Issue #1797, opened 2024-02-15
Cross-robot include_sympa_list tries to include the wrong list, possibly failing with an imagined "inclusion loop"


dpoon:
If a mailing list <code><i>target-list</i>@<i>target-robot.example.edu</i></code> is configured with

<pre><code>include_sympa_list
name <i>blah</i>
listname <i>source-list</i>@<i>source-robot.example.edu</i></code></pre>

… then when Sympa performs the sync, it tries to include <code><i>source-list</i>@<i>target-robot.example.edu</i></code> instead.

Version
-------
6.2.66, but I believe the problematic code is the same in 6.2.72 and main.

Installation method
-------------------
Universe repo for Ubuntu 22.04: https://mirror.it.ubc.ca/ubuntu/pool/universe/s/sympa/sympa_6.2.66~dfsg-2_amd64.deb

Steps to reproduce
------------------
Configure mailing list data sources as described in the summary above (Admin → Edit List Config → Data Sources Setup → List inclusion).  Trigger a sync (<code>sympa.pl --sync_include=<i>target-list</i>@<i>target-robot.example.edu</i></code>).

Actual behavior
---------------
Sympa tries to load <i>source-list</i>@<i>target-robot.example.edu</i> instead of <i>source-list</i>@<i>source-robot.example.edu</i>.

Furthermore, if <i>source-list</i> and <i>target-list</i> share the same `listname` in different robots, then Sympa ends up trying to include <i>target-list</i>@<i>target-robot.example.edu</i>, causing the inclusion request to fail with

```
err main::#851 > Sympa::Spindle::spin#95 > Sympa::Request::Handler::include::_twist#202 > Sympa::Request::Handler::include::_update_users#370 > Sympa::DataSource::open#139 > Sympa::DataSource::List::_open#71 Loop detection in list inclusion: could not include again Sympa::DataSource::List <context=listname@target-robot.example.edu;id=4e750bd4;role=member;name=include_list listname@source-robot.example.edu> in list Sympa::List <listname@target-robot.example.edu>
```

… even though no such loop exists.

Expected behavior
-----------------
This used to work: Sympa would load <i>source-list</i>@<i>source-robot.example.edu</i>.

Additional information
----------------------
[...]

PR #1798, opened 2024-02-15
Fix cross-robot list inclusion (#1797)

dpoon:
If the Sympa::List->new($name, $robot, $options) constructor is called with an optional $robot parameter specified, then that $robot overrides any domain that may be present in $name.  When constructing a DataSource for inclusion, the robot of the DataSource should be inferred only if no domain is present in the list name.


benjyamon:
We ran into this bug and applied this fix to our production version 6.2.72 and it's fixed! So thanks and +1 to this pull request making it's way into a future release ;)

PR #1824, opened 2024-03-31
If lock fails, details should be included in the error message

ikedas:


racke:
That is really a good idea.

PR #1893, opened 2024-09-15
Update de.po

ilf:
"remove" was wrongly translated as "löschen", but that's "delete" - use correct translation "entfernen" instead


ikedas:
Hi @ilf ,
Please use the translation site https://translate.sympa.community/ to correct and/or improve the translation.  See also the [help](https://translate.sympa.community/pages/help/).

Thank you!

Issue #1235, opened 2021-09-09
Memory leak when Archive Download fails


dpc22:
Version
-------

6.2.64

Installation method
-------------------

My own rpm, derived from official source RPM. Redhat Enterprise Server 7.

Expected behavior
-----------------

wwsympa.pl should not leak 4 GBytes of memory when an archive download fails.

Actual behavior
---------------

(Output from Linux top command):
```
16817 sympa     20   0 4916564   4.2g   6612 S   0.0 26.8   4:30.05 wwsympa.fcgi                                                      
``` 
4.2g is 4.2 Gytes of Residient Set Size. That starts as about 200 MBytes.

Additional Information
---------------

One of my list owners attempted to download a 1.3 GBytes ZIP archive of their mail archives (about 3 to 4 GBytes of raw data). 

Apache timed out after (I think) 60 seconds: it is possible I need to increase the Apache default timeout. That left the wwsympa.fcgi process in question using 4.2 GBytes RSS, which does not appear to be returned to the system.

The list owner then repeated the process multiple times until *all* of the wwsympa processes were 4.2 GBytes in size.

I think that there might also be slow memory leaks in other Sympa daemons, but this largely explains why a virtual machine with 16 GBytes RAM was swapping like mad this morning until I restarted wwsympa. It normally only uses about 6 GBytes, with the rest spare/as buffer cache. OOM killer had stepped in, which is never a good sign on Linux.

I don't think that this memory leak happens if the download is successful. However I think  that I will disable list archive downloads for the time being...

dpc22:
Possibly worth adding: the Linux "zip" command can build these archives _much_ faster  than the Perl modules Sympa is using.

ikedas:
@dpc22 , can you check [this patch](https://github.com/sympa-community/sympa/compare/6.2.64...20f2558.patch)?
This fix requires a new module [Archive-Zip-SimpleZip](https://metacpan.org/pod/Archive::Zip::SimpleZip).

dpc22:
The patch applies, but  Archive-Zip-SimpleZip isn't available from the RHEL base or EPEL repositories, so I will need to install it using CPAN or such like. All of the other Perl dependencies for Sympa are available from EPEL. I'm also a bit dubious about : "Module version: 0.040", although I guess version numbers are fairly arbitrary.

[...]

PR #1902, opened 2024-10-18
Giving up Archive-Zip

ikedas:
Instead, make Archive-Zip-SimpleZip mandatory.

See also #1235.


xavierba:
This was needed for EL7 only. Now that EL7 is gone, this is fine from Fedora/EPEL side.

PR #1916, opened 2024-12-13
For HTML messages, add HTML tags to all URIs in message footer/header text

adam12b1:
Use URI::Find::Schemeless to add HTML tags around all URIs in message footer/header text, so links are clickable when text is appended to HTML messages. No effect on plaintext messages.

### DIFF
--- a/src/lib/Sympa/Message.pm
+++ b/src/lib/Sympa/Message.pm
@@ -63,6 +63,8 @@ use Sympa::Tools::Password;
 use Sympa::Tools::SMIME;
 use Sympa::Tools::Text;
 use Sympa::User;
+use CGI;
+use URI::Find::Schemeless;
 
 my $language = Sympa::Language->instance;
 my $log      = Sympa::Log->instance;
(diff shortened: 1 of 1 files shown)


src/lib/Sympa/Message.pm
```diff
@@ -63,6 +63,8 @@ use Sympa::Tools::Password;
 use Sympa::Tools::SMIME;
 use Sympa::Tools::Text;
 use Sympa::User;
+use CGI;
+use URI::Find::Schemeless;
```
ikedas, line 67: URI::Find::Schemeless should also be added to the `cpanfile` file on the top of source tree as a `requires` section.

src/lib/Sympa/Message.pm
```diff
@@ -2167,16 +2169,22 @@ sub _append_footer_header_to_part {
...
+        #---acb: and for all three header/footer parts, wrap all URIs
+        # in HTML tags, and keep newlines for readability and for
+        # outlook.com parsing:
         $header_msg = Sympa::Tools::Text::encode_html($header_msg);
+        $header_msg = uri_finder($header_msg);
         $header_msg =~ s/(\r\n|\r|\n)$//;       # strip the last newline.
-        $header_msg =~ s,(\r\n|\r|\n),<br/>,g;
+        $header_msg =~ s,(\r\n|\r|\n),<br/>$1,g; # keep newlines
         $footer_msg = Sympa::Tools::Text::encode_html($footer_msg);
+        $footer_msg = uri_finder($footer_msg);
```
ikedas, line 2180: HTML encoding (escaping) should be done only in `uri_finder()` below, i.e. `Sympa::Tools::Text::encode_html()` in above line should be removed. Or escaping will duplicate (and URIs including `&` will not be detected properly).

src/lib/Sympa/Message.pm
```diff
@@ -3700,6 +3708,26 @@ sub get_id {
...
+
+    # insert "mailto:" on all email addresses, so URI::Find will find them:
+    $text =~ s,(^|\s)(\S+)@(\S+)($|\s),$1mailto:$2\@$3$4,g;
+
+    # wrap all URIs in HTML tags
+    my $finder = URI::Find::Schemeless->new(sub {
+        my($uri, $orig_uri) = @_;
+        return qq|<a href="$uri">$orig_uri</a>|;
+                                            });
+    $finder->find(\$text, \&CGI::escapeHTML);
```
ikedas, line 3723: Use `Sympa::Tools::Text::escape_html()` instead of `CGI::encodeHTML()`. The reason is simply that Sympa consistently uses the former.

src/lib/Sympa/Message.pm
```diff
@@ -3700,6 +3708,26 @@ sub get_id {
...
+
+    # and finally clean up the displayed link text on mailto links:
+    $text =~ s/>mailto:/>/g;
```
ikedas, line 3726: I personally think that this “`mailto:`” is included in the original text and may not be removed.

ikedas:
@adam12b1 , are you willing to update your PR?

cpanfile
```diff
@@ -166,6 +166,9 @@ requires 'URI::Escape', '>= 3.28';
 # libxml2-devel is needed to build the Perl code
 requires 'XML::LibXML', '>= 1.70';
 
+# Used for adding HTML tags to URI in message footers/headers:
+requires 'URI::Find::Schemeless, '20160806';
```
ikedas: A "'" is missing.

adam12b1: That was stupid of me, thank you.

src/lib/Sympa/Message.pm
ikedas: Please feel free to submit a new PR until you're satisfied!

I’ll play with this PR this weekend.

adam12b1:
@ikedas I've finally tested and I think your improvement looks good. It misses some cases (eg. an email address in quotes like "adam@electricembers.coop" will not get a link now) but that is probably fine - we can let that go in exchange for simpler code. So, let me know if there's anything else I should do to help get this PR resolved!

PR #1995, opened 2025-09-15
[Web interface] add workaround for the popup ephemeralMsg blocking the view when not having JS

user3287:
**Not tested**, but idea should work

Possible good solutions:
- A closing button (❌) on the popup that also works without JS, which is AFAIK possible
- Make the popup a static part of the page
- Put the popup somewhere where it is not in the way of things

### DIFF
--- a/default/web_tt2/css.tt2
+++ b/default/web_tt2/css.tt2
@@ -1341,6 +1341,10 @@ h7 strong {
     margin-bottom: 1.5em;
     background-color: #fff;
     z-index:599;
+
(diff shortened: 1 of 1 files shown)


ikedas:
Hi @user3287 ,

> A closing button (❌) on the popup that also works without JS, which is AFAIK possible

See also:

- [Toggling elements with a hidden checkbox](https://developer.mozilla.org/en-US/docs/Web/CSS/:checked#toggling_elements_with_a_hidden_checkbox), MDN.

PR #2053, opened 2026-05-27
add reCAPTCHA v2 to subscribe form

RolinaS:
Protection anti spam
image


ikedas:
Hi @RolinaS ,

This looks a useful effort, but it is not available in all environments.  So it does not seem suitable for inclusion in the Sympa distribution.

Rather than providing a patch, I think it would be better to publish documentation explaining how to customize Sympa to use reCAPTCHA on each installation.

RolinaS:
Hi @ILESANMI-Olatunde,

- **Task description**:
Working from the material above, retype exactly the lines from the one with "Sympa tries to" through the one with "This used to", both included, and only those lines.

- **Task output**:
Sympa tries to load <i>source-list</i>@<i>target-robot.example.edu</i> instead of <i>source-list</i>@<i>source-robot.example.edu</i>.

Furthermore, if <i>source-list</i> and <i>target-list</i> share the same `listname` in different robots, then Sympa ends up trying to include <i>target-list</i>@<i>target-robot.example.edu</i>, causing the inclusion request to fail with

```
err main::#851 > Sympa::Spindle::spin#95 > Sympa::Request::Handler::include::_twist#202 > Sympa::Request::Handler::include::_update_users#370 > Sympa::DataSource::open#139 > Sympa::DataSource::List::_open#71 Loop detection in list inclusion: could not include again Sympa::DataSource::List <context=listname@target-robot.example.edu;id=4e750bd4;role=member;name=include_list listname@source-robot.example.edu> in list Sympa::List <listname@target-robot.example.edu>
```

… even though no such loop exists.

Expected behavior
-----------------
This used to work: Sympa would load <i>source-list</i>@<i>source-robot.example.edu</i>.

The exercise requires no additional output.